(Task requirements): Each entry is to be retyped exactly as it stands.
Exercise input Block Start
Issue #630, opened 2025-06-30
For an empty multi line input like |- is getting replace with ''


yadavjay8887:
**Describe the bug**
For an empty multi line input like |- is getting replace with ''

**To Reproduce**
Steps to reproduce the behaviour.

When parsing a YAML document containing an empty block scalar using `|-` (block literal).
Then serializing it back with `.toString()`, the scalar is converted to a plain quoted string (`''`).
Losing its original formatting.

**Input YAML
input: |-

Output YAML
input: ''**

**Expected behaviour**

Input YAML

input: |-

Output YAML

input: |-

**Versions (please complete the following information):**

- Environment: 
- Node.js 22.14.0
- `yaml`: 2.6.1

**Additional context**

eemeli:
Please share the actual JS code you're using to get this result; if you're using `parse()` rather than `parseDocument()`, the presentation details are discarded.

yadavjay8887:
I am using electron js with node and angular 
Below is the typescript function

`async readYamlFromPath(filePath: string) {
Exercise input Block End
(Solution for this exercise):
Issue #630, opened 2025-06-30
For an empty multi line input like |- is getting replace with ''


yadavjay8887:
**Describe the bug**
For an empty multi line input like |- is getting replace with ''

**To Reproduce**
Steps to reproduce the behaviour.

When parsing a YAML document containing an empty block scalar using `|-` (block literal).
Then serializing it back with `.toString()`, the scalar is converted to a plain quoted string (`''`).
Losing its original formatting.

**Input YAML
input: |-

Output YAML
input: ''**

**Expected behaviour**

Input YAML

input: |-

Output YAML

input: |-

**Versions (please complete the following information):**

- Environment: 
- Node.js 22.14.0
- `yaml`: 2.6.1

**Additional context**

eemeli:
Please share the actual JS code you're using to get this result; if you're using `parse()` rather than `parseDocument()`, the presentation details are discarded.

yadavjay8887:
I am using electron js with node and angular 
Below is the typescript function

`async readYamlFromPath(filePath: string) {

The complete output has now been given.